Now, to be clear, I’m not saying that valuation doesn’t matter. Valuation definitely matters–its power as a return factor has been demonstrated in stock markets all over the world. Holding other factors constant, if you buy cheap, you’ll do better, on average, than if you buy expensive. This is true whether we’re talking about individual stocks, or the aggregate market.
What I’m taking issue with is the notion that we can use valuation to build “historically reliable” prediction models whose specific predictions closely align with actual past results, models that give us warrant to attach special “scientific” or “empirical” privilege to our bullish or bearish opinions. That, we cannot do. Given the significant variability in the historical data set, the best we can do is mine curve-fits whose errors conveniently offset and whose deviations conveniently disappear. These are not worth the effort.
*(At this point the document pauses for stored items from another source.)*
PR #609, opened 2019-07-31
[INTERNAL][UI] Use new XMPPStore API

srossbach:
This patch introduces the usage of the new XMPPStore API.

Renaming UI buttons is not done yet as changing UI values is likely to
crash the whole STF.

### DIFF
--- a/eclipse/src/saros/ui/actions/ChangeXMPPAccountAction.java
+++ b/eclipse/src/saros/ui/actions/ChangeXMPPAccountAction.java
@@ -4,6 +4,7 @@ import org.apache.log4j.Logger;
 import org.eclipse.jface.action.Action;
 import org.eclipse.jface.action.ActionContributionItem;
 import org.eclipse.jface.action.IMenuCreator;
+import org.eclipse.jface.dialogs.MessageDialog;
 import org.eclipse.swt.SWT;
 import org.eclipse.swt.widgets.Control;
 import org.eclipse.swt.widgets.Menu;
@@ -74,12 +75,23 @@ public class ChangeXMPPAccountAction extends Action implements IMenuCreator, Dis
   @Override
   public void run() {
 
+    final XMPPAccount defaultAccount = accountService.getDefaultAccount();
+    final boolean isEmpty = accountService.isEmpty();
+
+    if (defaultAccount == null || isEmpty) {
+      if (!MessageDialog.openQuestion(
+          SWTUtils.getShell(),
+          "Default account missing",
+          "A default account has not been set yet. Do you want set a default account?")) return;
+
+      SWTUtils.runSafeSWTAsync(LOG, this::openPreferences);
+      return;
+    }
+
     if (connectionHandler.isConnected()) {
       XMPPConnectionSupport.getInstance().disconnect();
     } else {
-      XMPPConnectionSupport.getInstance()
-          .connect(
-              accountService.isEmpty() ? null : accountService.getActiveAccount(), true, false);
+      XMPPConnectionSupport.getInstance().connect(accountService.getDefaultAccount(), true, false);
     }
   }
 
@@ -97,12 +109,16 @@ public class ChangeXMPPAccountAction extends Action implements IMenuCreator, Dis
   public Menu getMenu(Control parent) {
     accountMenu = new Menu(parent);
 
-    XMPPAccount activeAccount = null;
+    XMPPAccount defaultAccount = null;
 
-    if (connectionHandler.isConnected()) activeAccount = accountService.getActiveAccount();
+    /* FIXME obtain the current JID and the discard the entry.
+     * This logic here only works because we set the account that should connect to be the default one.
+     * If the user is interested in such a behavior is another question.
+     */
+    if (connectionHandler.isConnected()) defaultAccount = accountService.getDefaultAccount();
 
     for (XMPPAccount account : accountService.getAllAccounts()) {
-      if (!account.equals(activeAccount)) addMenuItem(account);
+      if (!account.equals(defaultAccount)) addMenuItem(account);
     }
 
     new MenuItem(accountMenu, SWT.SEPARATOR);
--- a/eclipse/src/saros/ui/eventhandler/ConnectingFailureHandler.java
+++ b/eclipse/src/saros/ui/eventhandler/ConnectingFailureHandler.java
@@ -64,15 +64,17 @@ public class ConnectingFailureHandler implements IConnectingFailureCallback {
         return;
       }
 
-      /* FIXME the active/default account is not always the account that is currently used for connecting */
       if (DialogUtils.popUpYesNoQuestion(
           "Connecting Error",
           generateHumanReadableErrorMessage((XMPPException) exception),
           false)) {
 
-        if (WizardUtils.openEditXMPPAccountWizard(accountStore.getActiveAccount()) == null) return;
+        /* FIXME the active/default account might not always be the account that is currently used for connecting */
+        final XMPPAccount accountUsedDuringConnection = accountStore.getDefaultAccount();
 
-        final XMPPAccount account = accountStore.getActiveAccount();
+        if (WizardUtils.openEditXMPPAccountWizard(accountUsedDuringConnection) == null) return;
+
+        final XMPPAccount account = accountStore.getDefaultAccount();
 
         SWTUtils.runSafeSWTAsync(
             LOG, () -> XMPPConnectionSupport.getInstance().connect(account, false));
--- a/eclipse/src/saros/ui/util/XMPPConnectionSupport.java
+++ b/eclipse/src/saros/ui/util/XMPPConnectionSupport.java
@@ -42,7 +42,11 @@ public class XMPPConnectionSupport {
   }
 
   /**
-   * Connects with the current active / default account.
+   * Connects with the default account.
+   *
+   * <p><b>Note:</b> If no default account is available this method silently returns regardless if
+   * <code>
+   * failSilently</code> is set to <code>false</code> !
    *
    * @param failSilently if <code>true</code> suppresses any further error handling
    */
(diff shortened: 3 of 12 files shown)


tobous:
@m273d15 Any idea why the Codacy build fails? I tried restarting it, but it did not help. Otherwise, I will contact the codacy support.

@srossbach Did you change the base of this PR directly after pushing to the PR branch (while the build was still running)? This caused issue for me in the past.

srossbach:
I do not know what cause this. I am already facing the problem that my commit message is not insert here. I will have to look at EGIT again if it is possible to add a reference on a remote branch. Currently I am doing this in Github when creating the pull request. Maybe it is possible that I changed the branch during build.

tobous:
What do you mean by "that your commit message is not inserted here"? Do you mean that the commit message is actually not attached to the commit or that the commit message is not automatically entered in the PR description?

If its the second one, this is due to us now having a PR template that is used instead. So you have to do the same you also have to do when creating PRs containing multiple commits, i.e. copy the message and put it in the PR description by hand. At least that is how I have been doing it. Maybe there is a better way or a plugin that helps you with it, but this would be news to me.

srossbach:
Sometimes my commit message is included in the PR and the template is appended. Sometimes only the template is present.

eclipse/src/saros/ui/util/XMPPConnectionSupport.java
```diff
@@ -129,16 +129,15 @@ public void connect(final XMPPAccount account, boolean setAsDefault, boolean fai
 
     final XMPPAccount accountToConnect;
 
-    if (account == null && !store.isEmpty()) accountToConnect = store.getActiveAccount();
-    else if (account != null) accountToConnect = account;
-    else accountToConnect = null;
+    if (account == null) accountToConnect = store.getDefaultAccount();
```
tobous: Causes NPE in line 151 (`connectionHandler.connect(accountToConnect, failSilently);`) when `account` is null and default account is not set? (NPE in [ConnectionHandler.connectXMPPInternal](https://github.com/saros-project/saros/blob/master/core/src/saros/communication/connection/ConnectionHandler.java#L190))

Also NPE in [l.117](https://github.com/saros-project/saros/blob/627d04768438cc842167e91fd39dcba16e249c59/eclipse/src/saros/ui/util/XMPPConnectionSupport.java#L117) if `account` is null (if I am not mistaken).

eclipse/src/saros/ui/actions/ChangeXMPPAccountAction.java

In the end, valuation metrics are only capable of giving us a crude idea of what future returns will be. In the present context, they can tell us what we already know and accept: that future real returns will be less than the 6% historical average (a perfectly appropriate outcome that we should expect at equilibrium, given the secular decline in interest rates and the below-average implied returns on the assets that most directly compete with equities: cash and bonds). But they can’t tell us much more. They can’t arbitrate the debate between those of us who expect, say, 3% real returns for U.S. equities going forward, and who therefore judge the market to be fairly valued (relative to cash at a likely negative long-term real return), and those of us who expect negative real returns for equities, and who therefore find the market to be egregiously overvalued. The reason valuations can’t arbitrate that debate is that they don’t reliably mean-revert. If they did, we wouldn’t be having this discussion.